> **TASK INSTRUCTIONS**
Between the line containing "http://minecraft.gamepedia.com/Mycelium" and the line containing "- [x] No fire block tick" lies a run of lines; give that run again exactly, with both of those lines, and nothing else from the entries below.

'''

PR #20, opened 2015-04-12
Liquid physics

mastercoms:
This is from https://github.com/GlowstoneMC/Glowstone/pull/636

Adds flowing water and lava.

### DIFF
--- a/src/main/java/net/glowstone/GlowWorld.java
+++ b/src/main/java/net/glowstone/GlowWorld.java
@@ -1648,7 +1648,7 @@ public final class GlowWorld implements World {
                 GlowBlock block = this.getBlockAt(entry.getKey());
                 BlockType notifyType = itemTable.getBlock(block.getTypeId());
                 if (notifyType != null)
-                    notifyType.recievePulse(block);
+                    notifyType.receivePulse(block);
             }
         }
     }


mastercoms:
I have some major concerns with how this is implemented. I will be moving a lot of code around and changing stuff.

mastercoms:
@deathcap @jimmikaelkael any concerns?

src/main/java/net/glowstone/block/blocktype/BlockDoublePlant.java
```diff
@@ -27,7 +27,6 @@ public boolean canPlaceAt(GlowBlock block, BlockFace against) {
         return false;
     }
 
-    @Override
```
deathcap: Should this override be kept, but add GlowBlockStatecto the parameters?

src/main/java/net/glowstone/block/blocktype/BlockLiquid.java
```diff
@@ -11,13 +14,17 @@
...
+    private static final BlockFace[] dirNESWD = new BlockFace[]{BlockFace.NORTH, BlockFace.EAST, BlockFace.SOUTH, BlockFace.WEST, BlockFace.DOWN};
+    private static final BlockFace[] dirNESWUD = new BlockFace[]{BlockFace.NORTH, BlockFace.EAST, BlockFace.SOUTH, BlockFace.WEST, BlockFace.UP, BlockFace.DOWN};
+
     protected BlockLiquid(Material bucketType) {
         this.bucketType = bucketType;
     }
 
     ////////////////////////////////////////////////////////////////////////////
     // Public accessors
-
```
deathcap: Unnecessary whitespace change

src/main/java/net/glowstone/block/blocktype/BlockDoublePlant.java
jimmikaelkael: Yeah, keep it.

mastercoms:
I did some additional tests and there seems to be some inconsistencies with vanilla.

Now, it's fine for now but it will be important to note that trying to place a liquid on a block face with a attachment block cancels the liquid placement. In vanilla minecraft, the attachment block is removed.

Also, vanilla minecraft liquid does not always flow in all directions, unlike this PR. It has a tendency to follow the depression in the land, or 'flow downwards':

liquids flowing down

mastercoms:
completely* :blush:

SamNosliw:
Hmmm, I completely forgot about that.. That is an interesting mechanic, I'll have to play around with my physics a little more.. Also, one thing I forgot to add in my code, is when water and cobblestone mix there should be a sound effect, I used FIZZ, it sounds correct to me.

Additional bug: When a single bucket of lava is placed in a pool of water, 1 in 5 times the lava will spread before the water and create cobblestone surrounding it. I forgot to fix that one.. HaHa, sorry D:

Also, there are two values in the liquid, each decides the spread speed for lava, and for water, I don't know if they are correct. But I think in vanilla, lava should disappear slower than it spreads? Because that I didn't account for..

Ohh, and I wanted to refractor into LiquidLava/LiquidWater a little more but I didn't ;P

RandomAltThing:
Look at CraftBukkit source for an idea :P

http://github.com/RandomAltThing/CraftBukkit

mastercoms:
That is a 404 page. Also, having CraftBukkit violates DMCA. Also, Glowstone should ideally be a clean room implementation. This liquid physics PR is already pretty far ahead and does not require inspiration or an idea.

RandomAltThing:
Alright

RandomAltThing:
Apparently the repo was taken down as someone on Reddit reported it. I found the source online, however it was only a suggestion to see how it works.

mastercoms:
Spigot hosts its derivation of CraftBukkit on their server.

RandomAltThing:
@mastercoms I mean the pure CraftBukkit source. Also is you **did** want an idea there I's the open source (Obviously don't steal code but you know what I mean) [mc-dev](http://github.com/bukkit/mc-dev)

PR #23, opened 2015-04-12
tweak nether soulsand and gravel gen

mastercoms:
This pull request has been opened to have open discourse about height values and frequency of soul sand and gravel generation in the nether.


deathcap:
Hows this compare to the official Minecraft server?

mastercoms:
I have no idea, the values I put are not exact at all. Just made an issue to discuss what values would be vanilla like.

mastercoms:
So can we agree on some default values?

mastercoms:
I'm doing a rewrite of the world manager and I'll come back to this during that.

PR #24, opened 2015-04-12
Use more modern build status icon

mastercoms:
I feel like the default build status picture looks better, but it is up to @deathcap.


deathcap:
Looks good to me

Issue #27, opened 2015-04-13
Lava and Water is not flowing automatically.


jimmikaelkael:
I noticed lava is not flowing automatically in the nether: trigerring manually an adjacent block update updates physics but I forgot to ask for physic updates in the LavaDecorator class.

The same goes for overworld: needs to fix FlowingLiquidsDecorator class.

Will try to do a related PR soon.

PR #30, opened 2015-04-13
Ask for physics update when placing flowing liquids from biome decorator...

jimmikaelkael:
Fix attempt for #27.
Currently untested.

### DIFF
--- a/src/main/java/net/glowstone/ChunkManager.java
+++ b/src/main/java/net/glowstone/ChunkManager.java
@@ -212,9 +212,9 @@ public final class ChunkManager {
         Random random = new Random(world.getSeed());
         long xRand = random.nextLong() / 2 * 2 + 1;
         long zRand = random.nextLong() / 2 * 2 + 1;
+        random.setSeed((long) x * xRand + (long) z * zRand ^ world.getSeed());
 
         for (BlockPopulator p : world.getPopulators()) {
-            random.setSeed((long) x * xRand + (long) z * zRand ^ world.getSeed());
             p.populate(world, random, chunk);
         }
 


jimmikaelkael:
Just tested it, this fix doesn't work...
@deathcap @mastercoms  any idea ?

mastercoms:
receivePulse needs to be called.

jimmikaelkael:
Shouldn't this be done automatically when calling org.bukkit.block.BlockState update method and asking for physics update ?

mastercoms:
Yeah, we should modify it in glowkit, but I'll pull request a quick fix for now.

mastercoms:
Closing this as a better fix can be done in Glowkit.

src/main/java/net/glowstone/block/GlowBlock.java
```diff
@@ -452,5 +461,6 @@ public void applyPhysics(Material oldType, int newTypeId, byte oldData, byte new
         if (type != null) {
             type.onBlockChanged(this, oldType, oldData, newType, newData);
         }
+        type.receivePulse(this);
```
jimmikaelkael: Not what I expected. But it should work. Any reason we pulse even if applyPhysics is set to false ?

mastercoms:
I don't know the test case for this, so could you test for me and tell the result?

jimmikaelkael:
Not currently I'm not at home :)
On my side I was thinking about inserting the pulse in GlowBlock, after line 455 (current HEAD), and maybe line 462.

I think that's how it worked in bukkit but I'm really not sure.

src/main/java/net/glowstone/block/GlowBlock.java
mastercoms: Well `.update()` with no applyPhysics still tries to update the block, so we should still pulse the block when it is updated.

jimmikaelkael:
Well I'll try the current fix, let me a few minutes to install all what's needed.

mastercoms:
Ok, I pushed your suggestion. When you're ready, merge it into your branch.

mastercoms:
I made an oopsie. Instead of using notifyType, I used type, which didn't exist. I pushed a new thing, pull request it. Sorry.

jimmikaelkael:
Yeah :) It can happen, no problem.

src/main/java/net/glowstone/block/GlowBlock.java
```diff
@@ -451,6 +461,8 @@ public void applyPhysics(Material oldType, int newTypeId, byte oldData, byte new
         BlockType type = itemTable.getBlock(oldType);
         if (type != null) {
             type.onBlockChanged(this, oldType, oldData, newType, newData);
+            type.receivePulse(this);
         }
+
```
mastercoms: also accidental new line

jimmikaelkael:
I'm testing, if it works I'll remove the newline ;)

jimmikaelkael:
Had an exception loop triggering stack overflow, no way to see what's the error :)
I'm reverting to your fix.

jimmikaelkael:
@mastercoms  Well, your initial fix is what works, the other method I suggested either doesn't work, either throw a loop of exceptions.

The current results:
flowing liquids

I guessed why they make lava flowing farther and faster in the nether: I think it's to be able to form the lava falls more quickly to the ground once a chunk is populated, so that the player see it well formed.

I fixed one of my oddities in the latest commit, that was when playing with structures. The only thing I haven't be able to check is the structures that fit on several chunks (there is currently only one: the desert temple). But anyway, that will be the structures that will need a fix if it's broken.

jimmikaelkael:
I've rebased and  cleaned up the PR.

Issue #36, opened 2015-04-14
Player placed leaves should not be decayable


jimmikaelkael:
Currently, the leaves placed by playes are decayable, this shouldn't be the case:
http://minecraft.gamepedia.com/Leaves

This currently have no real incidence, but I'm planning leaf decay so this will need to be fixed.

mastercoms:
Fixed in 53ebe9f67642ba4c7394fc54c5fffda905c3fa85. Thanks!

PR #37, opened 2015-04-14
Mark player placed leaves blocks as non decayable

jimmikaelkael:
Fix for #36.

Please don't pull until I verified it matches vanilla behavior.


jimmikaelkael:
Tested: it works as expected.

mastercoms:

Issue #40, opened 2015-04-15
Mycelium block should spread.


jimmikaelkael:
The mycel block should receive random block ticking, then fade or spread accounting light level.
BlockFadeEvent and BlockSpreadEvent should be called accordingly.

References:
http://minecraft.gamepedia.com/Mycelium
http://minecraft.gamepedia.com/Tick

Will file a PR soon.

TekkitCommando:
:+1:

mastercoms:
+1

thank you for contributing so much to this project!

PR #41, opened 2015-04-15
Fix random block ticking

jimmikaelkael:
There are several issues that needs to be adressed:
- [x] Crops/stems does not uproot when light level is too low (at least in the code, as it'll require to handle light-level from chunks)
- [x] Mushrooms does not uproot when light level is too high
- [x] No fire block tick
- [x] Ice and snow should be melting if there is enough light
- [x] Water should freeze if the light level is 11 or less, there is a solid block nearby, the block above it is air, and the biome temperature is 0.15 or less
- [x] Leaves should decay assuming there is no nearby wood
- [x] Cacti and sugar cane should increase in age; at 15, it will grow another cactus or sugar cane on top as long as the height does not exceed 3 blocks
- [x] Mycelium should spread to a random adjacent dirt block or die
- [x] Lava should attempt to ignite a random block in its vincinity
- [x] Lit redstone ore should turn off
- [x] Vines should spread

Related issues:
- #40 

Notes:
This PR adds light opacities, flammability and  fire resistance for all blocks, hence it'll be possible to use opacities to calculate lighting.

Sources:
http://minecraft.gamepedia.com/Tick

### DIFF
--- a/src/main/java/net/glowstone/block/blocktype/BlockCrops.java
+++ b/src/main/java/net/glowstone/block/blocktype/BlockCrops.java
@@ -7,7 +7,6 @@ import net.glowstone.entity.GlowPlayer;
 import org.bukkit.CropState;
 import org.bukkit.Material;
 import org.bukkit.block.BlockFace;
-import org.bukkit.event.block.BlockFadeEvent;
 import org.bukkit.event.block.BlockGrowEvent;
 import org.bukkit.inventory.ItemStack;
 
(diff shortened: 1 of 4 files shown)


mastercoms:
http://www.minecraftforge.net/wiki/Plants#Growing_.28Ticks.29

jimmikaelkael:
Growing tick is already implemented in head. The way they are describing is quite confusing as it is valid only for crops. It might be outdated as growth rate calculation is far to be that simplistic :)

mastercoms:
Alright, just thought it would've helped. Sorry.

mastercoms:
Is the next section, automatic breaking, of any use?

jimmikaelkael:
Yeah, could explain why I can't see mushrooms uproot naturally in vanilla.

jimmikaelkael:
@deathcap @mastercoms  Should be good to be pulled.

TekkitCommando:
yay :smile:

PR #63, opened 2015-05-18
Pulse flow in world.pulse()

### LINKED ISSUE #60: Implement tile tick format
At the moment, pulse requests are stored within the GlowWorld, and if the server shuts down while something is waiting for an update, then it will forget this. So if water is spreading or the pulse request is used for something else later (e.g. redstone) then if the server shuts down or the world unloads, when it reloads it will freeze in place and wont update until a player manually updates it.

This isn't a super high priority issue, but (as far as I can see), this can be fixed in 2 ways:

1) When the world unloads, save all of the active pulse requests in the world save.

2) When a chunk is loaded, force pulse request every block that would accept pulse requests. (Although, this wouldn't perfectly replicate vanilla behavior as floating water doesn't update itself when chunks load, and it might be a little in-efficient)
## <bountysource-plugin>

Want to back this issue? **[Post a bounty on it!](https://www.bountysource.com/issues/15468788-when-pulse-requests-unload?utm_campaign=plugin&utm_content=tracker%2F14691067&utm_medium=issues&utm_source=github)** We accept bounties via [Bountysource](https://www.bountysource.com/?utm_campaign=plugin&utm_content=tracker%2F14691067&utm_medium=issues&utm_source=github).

'''

> **OUTPUT OF THE EXERCISE**
http://minecraft.gamepedia.com/Mycelium
http://minecraft.gamepedia.com/Tick

Will file a PR soon.

TekkitCommando:
:+1:

mastercoms:
+1

thank you for contributing so much to this project!

PR #41, opened 2015-04-15
Fix random block ticking

jimmikaelkael:
There are several issues that needs to be adressed:
- [x] Crops/stems does not uproot when light level is too low (at least in the code, as it'll require to handle light-level from chunks)
- [x] Mushrooms does not uproot when light level is too high
- [x] No fire block tick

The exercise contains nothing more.